Мое поколение росло в эпоху дефицита. Ничего из одежды нельзя купить. Появился термин «достать». Достать – это результат усилий: куда-то побежать, успеть, протолкаться, встать на цыпочки, дотянуться и достать.
Идеологии было выгодно осуждать красивую одежду. Красивая одежда значила легкомыслие, доступность. А одежда для человека – составляющая достоинства. Дурная одежда унижает.
Сейчас, в наши дни, люди стали одеваться ярко. Пусть недорого (турецкий ширпотреб), но весело. По улицам идет разноцветная толпа, это радует глаз. А раньше – все в сером, как стада крыс.
И правительство наше сидело с напряженными, угрюмыми лицами, как будто у них в заднице кактус.
Сейчас наше правительство – относительно молодые люди, хорошо подстриженные и в очень дорогих костюмах от Версаче или еще круче.
Я не берусь давать оценку, хорошо это, плохо или никак. Для меня важнее: читают они Чехова или нет? Входит ли Чехов в их набор ценностей?
Я делю людей на своих и чужих. Те, кто любит Чехова, – мои. А с чужими мне не интересно.
Я продолжаю учиться у Чехова писательскому мастерству. Чехов – писатель сдержанный, аскетичный. Он никогда не педалирует ни радость, ни горе.
Например, рассказ «В овраге». Молодая Липа несет из больницы своего умершего ребенка. Что может быть трагичнее? Ей повстречался старик. Вот их диалог:
«– И скажи мне, дедушка, зачем маленькому перед смертью мучиться? Когда мучается большой человек, мужик или женщина, то грехи прощаются, а зачем маленькому, когда у него нет грехов? Зачем?

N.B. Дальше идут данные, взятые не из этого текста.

PR #2884, opened 2024-06-05
Add retry mechanism to get_parquet_file in parquet metadata step

polinaeterna:
...to see if it helps with [FineWeb](https://huggingface.co/datasets/HuggingFaceFW/fineweb) `config-parquet-metadata` issue. 

Currently the error says just `Server disconnected` which seems to be a `aiohttp.ServerDisconnectedError` error.

If that works, a more fundamental solution would be to completely switch to `HfFyleSystem` instead of `HTTPFileSystem` and remove retries.

### DIFF
--- a/services/worker/src/worker/job_runners/config/parquet_metadata.py
+++ b/services/worker/src/worker/job_runners/config/parquet_metadata.py
@@ -15,7 +15,7 @@ from libcommon.exceptions import (
 )
 from libcommon.simple_cache import get_previous_step_or_raise
 from libcommon.storage import StrPath
-from libcommon.utils import HF_HUB_HTTP_ERROR_RETRY_SLEEPS, retry
+from libcommon.utils import retry
 from libcommon.viewer_utils.parquet_metadata import create_parquet_metadata_file
 from tqdm.contrib.concurrent import thread_map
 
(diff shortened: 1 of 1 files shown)


services/worker/src/worker/job_runners/config/parquet_metadata.py
```diff
@@ -31,7 +33,10 @@ def create_parquet_metadata_file_from_remote_parquet(
     parquet_file_item: SplitHubFile, fs: HTTPFileSystem, hf_token: Optional[str], parquet_metadata_directory: StrPath
 ) -> ParquetFileMetadataItem:
     try:
-        parquet_file = get_parquet_file(url=parquet_file_item["url"], fs=fs, hf_token=hf_token)
+        retry_get_parquet_file = retry(on=[aiohttp.ServerConnectionError], sleeps=HF_HUB_HTTP_ERROR_RETRY_SLEEPS)(
```
polinaeterna, line 36: or should it be specifically `ServerDisconnectedError`?

lhoestq: if ServerConnectionError is a parent class of ServerDisconnectedError it's ok imo

lhoestq: btw `retry` will do a `sleep` before each first call to `get_parquet_file`, which can make the parquet-metadata job a little bit slower (it's unlikely to be longer that the maximum allowed 40min but better keep this in mind when re-running it for datasets like fineweb)

lhoestq (approved):
lgtm !

services/worker/src/worker/job_runners/config/parquet_metadata.py
polinaeterna: I changed the first value of sleeps from 1 to 0.2

polinaeterna:
seems that it helped! but it was slow indeed :( almost half an hour
image
image

lhoestq:
Great ! Given the number of files it's not absurd ^^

– А кто ж его знает? Всего знать нельзя, зачем да как. Птице положено не четыре крыла, а два, потому что и на двух лететь способна, – так и человеку положено знать не все, а только половину или четверть. Сколько надо ему знать, чтоб прожить, столько и знает… Твое горе с полгоря. Жизнь долгая, – будет еще и хорошего и дурного, всего будет…»
Чехов поднимается над частной трагедией. Человек – часть природы, только и всего. Многие ученые, подходя к концу жизни, вдруг прозревают в понимании того, что они ничего не знают.
Довлатов пишет, что у покойников лица как бы выражают: «Ах, так вот оно как…» Умершие как бы видят всю картину целиком, всю молекулу жизни и смерти. При жизни человеку не дано знать все до конца. А после смерти открывается секрет.
Чехов – врач. Он полагает, что и после смерти ничего не открывается. Писатель остается в своих книгах, а простой человек в своих детях. И другого бессмертия нет.
Философ Зиновьев сказал: «Мои книги – вот он я. А мое тело – это явление временное».
Англичанин Дональд Рейфилд написал подробнейшую биографию Чехова. Странно, что это сделал англичанин, а не русский чеховед.
У Рейфилда Чехов представлен отнюдь не как идеал человека. Ничто человеческое ему не чуждо. Он – довольно частый посетитель публичных домов. Но и эта сфера жизни отражена в его рассказах. Любая среда – не что иное, как материал для творческой обработки.